Raiffeisen ha registrato un utile in leggero calo dell'1,5% a 363 milioni di franchi nel primo semestre rispetto allo stesso periodo del 2013. L'utile lordo si è ridotto dello 0,2% a 533 milioni, ha precisato stamani il terzo istituto bancario svizzero. I ricavi operativi, cioè i ricavi delle attività bancarie, sono invece migliorati dell'1,3%, a 1,4 miliardi di franchi. I patrimoni gestiti sono progrediti del 2,8% a 192,3 miliardi.

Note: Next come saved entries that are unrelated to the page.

PR #849, opened 2022-10-03
Deprecate `fresh_var` for a new method in Ident

Acaccia:
Depends on #835 

The concept came from a comment from @yannham:

	I wonder if we couldn't do something a bit cleaner here, by avoiding allocating a string at all for generated symbols, by:
		- having a method to print a symbol as a number (Symbol::to_string())
	    - move the method to create a fresh identifiers to Ident, which would set generated to true in this case
	    - if label() is called, just return format!("{}{}", GEN_PREFIX, symbol.
	I can see that the last one may be problematic because label return a &str. But at least we can move the code to create a fresh generated identifier into Ident and handle generated in a less fragile way (rather than relying on the presence of some character).

Here, we deprecated the method `fresh_var`, responsible for creating new `Ident` with a generated label, and created a method directly inside `Ident`.

### DIFF
--- a/src/identifier.rs
+++ b/src/identifier.rs
@@ -31,7 +31,7 @@ impl Ident {
         Self::new_with_pos(label, TermPos::None)
     }
 
-    pub fn generate() -> Self {
+    pub fn fresh() -> Self {
         Self::new(format!("{}{}", GEN_PREFIX, GeneratedCounter::next()))
     }
 
--- a/src/identifier.rs
+++ b/src/identifier.rs
@@ -6,6 +6,7 @@ use std::hash::Hash;
 
 use crate::position::TermPos;
 
+simple_counter::generate_counter!(GeneratedCounter, usize);
 static INTERNER: Lazy<interner::Interner> = Lazy::new(interner::Interner::new);
 
 #[derive(Debug, Clone, Copy, Deserialize, Serialize)]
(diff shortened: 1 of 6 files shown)


src/transform/mod.rs
```diff
@@ -66,11 +62,10 @@ pub fn transform_no_free_vars(
         .unwrap())
 }
 
+#[deprecated = "use [Ident::generate] instead"]
```
yannham, line 65: That's clean, and the right thing to do once we offer stability guarantees. But as we are in version 0.2.1 < 1.0.0, hence I think we might get away with just deleting this function altogether.

Acaccia: Yep, I was wondering what would be our process here. Okay, deleting it then :D

src/identifier.rs
```diff
@@ -30,6 +31,10 @@ impl Ident {
         Self::new_with_pos(label, TermPos::None)
     }
 
+    pub fn generate() -> Self {
```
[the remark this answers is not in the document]
Acaccia: Sure, that works for me

yannham (approved):
Thanks! I don't know why netlify deploy action is running, and the error message is not very informative. Maybe just re-running the action will be sufficient?

yannham:
It's not. The error seems to be related to action access rights, which sound totally orthogonal: let's ignore for now, as it won't have any impact on the website as long as we don't backport anything in the `stable` branch.

PR #854, opened 2022-10-04
[Fix] Type to term conversion

### LINKED ISSUE #758: Undue "unbound type variable" when alternating types and contracts
**Describe the bug**
In some cases the parser throw undue unbound type variables errors:

1. When using a contract as the parameter of a type, itself part of a contract, the parser throws an undue unbound type variable error
2. When using a contract as the parameter of a type outside of an annotation

**To Reproduce**

To trigger the  bug, when need a parametrized type (`Array`), which parameter is a variable (`B`), and this type must istelf be part of a contract (`A _`) (Case 1.):

```nickel
nickel> let A = fun param label value => value in
let B = fun label value => value in
[1] | A (Array B)
error: unbound type variable(s): `B`
  ┌─ repl-input-0:3:16
  │
3 │ [1] | A (Array B)
  │                ^
```

When there's no annotation, for example if we store the contract inside a variable, the outer layer is not even needed: only one alternation between a type (`Array`) and a contract (`B`) is enough (Case 2.):

```nickel
nickel>  let B = fun label value => value in
let Contract = Array B in
null
error: unbound type variable(s): `B`
  ┌─ repl-input-1:2:22
  │
2 │ let Contract = Array B in
  │                      ^
```

**Expected behavior**
`B` should be interpreted as a variable referring to the corresponding contract, and not as a type variable. Both programs should run fine.

**Environment**
 - Version of the code: 34b3b8ca8b867912e7abaf579f838a9f8777d721

**Additional context**
This is due to the way the type variable fix up phase is implemented. It is not correct outside of annotations, and it is not doing the right thing on flat types.

francois-caddet:
fix #758

Does not break any tests. But has to be check deeper to besure it does not cause unexpected type var to term var transformation.

### DIFF
--- a/src/parser/uniterm.rs
+++ b/src/parser/uniterm.rs
@@ -88,7 +88,8 @@ impl TryFrom<UniTerm> for RichTerm {
         let rt = match node {
             UniTermNode::Var(id) => RichTerm::new(Term::Var(id), pos),
             UniTermNode::Record(r) => RichTerm::try_from(r)?,
-            UniTermNode::Types(ty) => {
+            UniTermNode::Types(mut ty) => {
+                fix_type_vars(&mut ty);
                 ty.contract().map_err(|UnboundTypeVariableError(id)| {
                     // We unwrap the position of the identifier, which must be set at this stage of parsing
                     let pos = id.pos;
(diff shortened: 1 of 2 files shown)


yannham (commented):
After thinking a bit about it, it does look sensible. Because `forall`s don't bind inside flat types anyway, I can't think of a case when fixing type vars when converting to a term would be too early. It also doesn't seem to incur additional work, because places where we already fix types are mostly at annotations, and such types won't be converted to a term.

Let's add at least the examples of the issue as regression tests, though.

francois-caddet:
Regression tests added.
It fix the issue at least.
Do we open an other issue when we will find an example where it break? or should we wait a bit before merging?

yannham (approved):

PR #856, opened 2022-10-05
Add language server support for type wildcards

### LINKED ISSUE #699: Add language server support for type wildcards
Currently, type wildcards aren't properly supported by the language server.  The LS should display the inferred type for each wildcard.  Instead, it displays `_`, the representation of a wildcard.

It might be enough to call `linearizer.retype_ident` on type-annotated `MetaValue` to replace wildcards with their unification variable.

ebresafegaga:
Closes #699

### DIFF
--- a/lsp/nls/src/linearization/mod.rs
+++ b/lsp/nls/src/linearization/mod.rs
@@ -90,10 +90,11 @@ impl Default for AnalysisHost {
     }
 }
 
+use nickel_lang::types::Types;
 impl Linearizer for AnalysisHost {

Per quanto riguarda il secondo semestre, il gruppo punta su un'evoluzione positiva. "Gli investimenti nel private banking, l'asset management et le operazioni con la clientela impresa dovrebbero generale redditi supplementari"", rileva la nota.
"Too big to fail"
Raiffeisen è un gruppo finanziario d'importanza sistemica, secondo la Banca nazionale svizzera. La decisione è stata presa dopo consultazione dell'istituto bancario e dell'Autorità federale di vigilanza sui mercati finanziari (Finma), indica la BNS in una nota odierna. Secondo la BNS, Raiffeisen propone servizi che sono indispensabili per l'economia nazionale svizzera e non possono essere sostituiti a breve termine, sottolinea a sua volta il gruppo bancario sangallese oggi in una nota.
La posizione di Raiffeisen sul mercato dei depositi e dei crediti ha svolto un ruolo determinante nella decisione della BNS, spiega la nota. Lo statuto sistemico implica esigenze particolari alle quali Raiffeisen "farà in modo di soddisfare in una prossima tappa, in accordo con la FINMA", aggiunge la banca.